> [Stored data]:
PR #800, opened 2026-03-10
[opt] Add GSA switch in config.properties

wangwenxin0312:
## Purpose
Add GSA switch in config.properties


examples/deployments/scripts/vllm/config.properties
```diff
@@ -89,6 +89,11 @@ enable_ascend_scheduler=false
 export ENABLE_UCM_PATCH=1
 ucm_enable=true
 use_layerwise=false
+
+# Enable GSA-on-device
+# VLLM_HASH_ATTENTION=1
```
Infinite666: Should need export at the front.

> [Task to carry out]:
Transcribe every line of the data, exactly as it stands.

> [Solution to this exercise]:
PR #800, opened 2026-03-10
[opt] Add GSA switch in config.properties

wangwenxin0312:
## Purpose
Add GSA switch in config.properties


examples/deployments/scripts/vllm/config.properties
```diff
@@ -89,6 +89,11 @@ enable_ascend_scheduler=false
 export ENABLE_UCM_PATCH=1
 ucm_enable=true
 use_layerwise=false
+
+# Enable GSA-on-device
+# VLLM_HASH_ATTENTION=1
```
Infinite666: Should need export at the front.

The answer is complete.